The town is also home to exceptional artisans and craftspeople. A humble art from practiced in Mexico are small retablos or laminas painted on tin. Deeply rooted in Spanish history they tell stories of miracles and represent the heart, soul and religious traditions of Mexicans from the 17th-19th centuries. Gutierrez is building a second home out in the countryside where he is planting fields of lavender. In the fall of 2010 he was unexpectedly attacked by a rottweiler abandoned near his land. His arm was injured but healed quickly and a friend, artist Rafael López painted a contemporary lamina on tin to give thanks that Gil was again playing his guitar.

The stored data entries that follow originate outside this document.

Issue #15492, opened 2025-04-30
LXD wont start if has listeners bound to managed bridge addresses when evacuated


tomponline:
### Please confirm

- [x] I have searched existing issues to check if an issue already exists for the bug I encountered.

### Distribution

Ubuntu

### Distribution version

24.04

### Output of "snap list --all lxd core20 core22 core24 snapd"

```shell
N/A
```

### Output of "lxc info" or system info if it fails

```shell
N/A
```

### Issue description

The `init()` function has this section before the listeners are started:

```go
	// Setup the networks.
	if !d.db.Cluster.LocalNodeIsEvacuated() {
		logger.Infof("Initializing networks")

		err = networkStartup(d.State)
		if err != nil {
			return err
		}
	}
```

https://github.com/canonical/lxd/blob/f56d1ba3ff6d53ceda06708afb1b7a2be0fecd6d/lxd/daemon.go#L1744-L1752

But if the LXD member was evacuated and then shut down, LXD will then not start up again if the subsequent listeners are configured to listen on one of the managed bridge network addresses.

This bug allows users to inadvertently render their LXD server unstartable.

### Steps to reproduce

lxc network create lxdbr0
lxc config set core.metrics_address=<IP of lxdbr0 bridge>
lxc cluster evacuate
systemctl stop snap.lxd.daemon
systemctl start snap.lxd.daemon # It will fail to start

### Information to attach

- [ ] Any relevant kernel output (`dmesg`)
- [ ] Instance log (`lxc info NAME --show-log`)
- [ ] Instance configuration (`lxc config show NAME --expanded`)
- [ ] Main daemon log (at `/var/log/lxd/lxd.log` or `/var/snap/lxd/common/lxd/logs/lxd.log`)
- [ ] Output of the client with `--debug`
- [ ] Output of the daemon with `--debug` (or use `lxc monitor` while reproducing the issue)

PR #16035, opened 2025-07-15
Waitready enhancements

roosterfish:
Implements the first portion of changes from the [waitready enhancements](https://docs.google.com/document/d/1Rf46WtmkFnZ1wA1h7uoOSuqtwVgrBCxlysCnBOiJkvU/edit?tab=t.0) spec which allow using the `lxd waitready --network` command during cluster evacuation and restore.

Also fixes https://github.com/canonical/lxd/issues/15492 implicitly.

The PR introduces two new functions `Evacuate()` and `Restore()` on the networks interface which are implemented by the `bridge`, `physical` and `ovn` type networks to remote/setup BGP related peers and prefix as well as the active chassis in case of OVN.

By extending the internal `networkStartup` to be able to cope with both network initialization and restore we can safely revert the changes introduced in https://github.com/canonical/lxd/commit/97b597e4d5629e0fdaa6f71e844685e26ccb2085 and always start networks when initializing an evacuated cluster member.

As an effect for the user you can now restart an evacuated cluster member and run `lxd waitready --network --storage` to wait until those resources are ready on this cluster member so you can safely run `lxc cluster restore <name>` without fearing the to be restored instances are consuming any non-ready resources.

This also lays the groundwork for the second step which adds a pre-check to `lxc cluster restore` that allows checking for resource readiness even before initiating the restore operation.


roosterfish:
I have checked the OVN chassis and BGP prefixes are removed accordingly. The chassis doesn't anymore show using `ovn-nbctl find ha_chassis` and in case of the upstream BGP (when connected to all LXD cluster members as peers), the route information changes accordingly and doesn't anymore use the evacuated peer.

~~Bridge and physical network tests pending.~~

~~I'll also add some additional checks to the waitready test suite.~~

roosterfish:
After this one lands into `main`, we should also backport it into `5.21` to make use of it in the MicroCloud pipelines. As we use `5.21/edge` there we don't have to wait for the next release and can proceed.

lxd/networks.go
```diff
@@ -1786,6 +1808,12 @@ func networkStartup(stateFunc func() *state.State, restoreOnly bool) error {
 			for pn := range initNetworks[priority] {
 				err := loadAndInitNetwork(s, pn, priority, true, restoreOnly)
 				if err != nil {
+					// When restoring a network the operation is not allowed to fail.
+					// The network is already started at this stage which might have taken multiple retries.
```
tomponline, line 1812: @roosterfish can it happen that LXD is still trying to start up a network in a loop in a different thread (started during LXD start up), and then `lxc cluster restore` is run before the local network is started, and then this will call `n.Restore()` before the network itself is started?

tomponline: also on the flip side, if a network fails to start up, and enters the start up loop, and then the member is evacuated using `lxc cluster evacuate`, and then the local problem preventing the network starting up is resolved, could the network complete its normal start up without taking into account the member has been evacuated?

tomponline: Maybe we should add a "local member is evacuated" indicator to `State` and then it can be accessed on each internal iteration, via:

```go
s := stateFunc() // Get fresh state in case global config has been updated.
```

tomponline: or if thats going to be too invasive to reason about at this time, then we can at least run `d.db.Cluster.LocalNodeIsEvacuated()` internally for each iteration here?

roosterfish: > can it happen that LXD is still trying to start up a network in a loop in a different thread (started during LXD start up), and then lxc cluster restore is run before the local network is started

For this I have already added a check inside `networkStartup()`:

```go
if n.Status() != api.NetworkStatusCreated {
	return fmt.Errorf("Cannot restore network %q when not in created state", n.Name())
}
```

But I just realized instead of `Status` this should rather be `LocalStatus` as the networks non-local state will be `Created` even if the local one isn't yet started. 

For the evacuation I haven't added a check as `networkStop()` doesn't return errors but only logs if something didn't work. But I agree there should be at least an error in the logs indicating we couldn't evacuate the network.

To fix this properly, why not also adding a pre-check to `lxc cluster evacuate` and block evacuation of cluster members until all networks/storage pools are started? In the follow up PR to this one I'll add such a check for `lxc cluster restore` but we can just perform the same for evacuation too which makes most sense IMHO.

tomponline: Sounds good thanks!

tomponline (approved):
LGTM thanks!

lxd/network/driver_ovn.go
```diff
@@ -3101,14 +3116,10 @@ func (n *ovn) Start() error {
 
 		// Check if we should enable the chassis.
 		chassisEnabled, err = n.chassisEnabled(ctx, tx)
-		if err != nil {
-			return err
-		}
-
-		return nil
+		return err
```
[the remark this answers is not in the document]
roosterfish: Looks like a false positive when not adding additional context and simply returning the error (either `nil` or an actual error) as it was before.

Living in San Miguel can be like a perpetual vacation and the native color of street life teaches you to see things from a different perspective. Gutiérrez also savors the joy of travel, of going places and getting to know the people there. The opportunity to work closely with great musicians and orchestras. Flying into a city Gil starts by taking a walk, a look around to get the vibe and then channels a bit of that local energy into each performance. He has found that by sampling the rhythm and spirit of each venue he can strongly connect the audience to his music. Gil has also composed movie scores for three documentary films and really enjoys the challenge of reading scripts or watching a film then letting the music take over. In the future he looks forward to composing movie soundtracks as he has always imagined pictures when making music. His finely tuned senses lead him in the direction of each composition to communicate the emotions of a scene.
There is a visual landscape in San Miguel that makes the senses more acute, and the sounds, images and colors get inside Gil Gutiérrez and his vibrant music.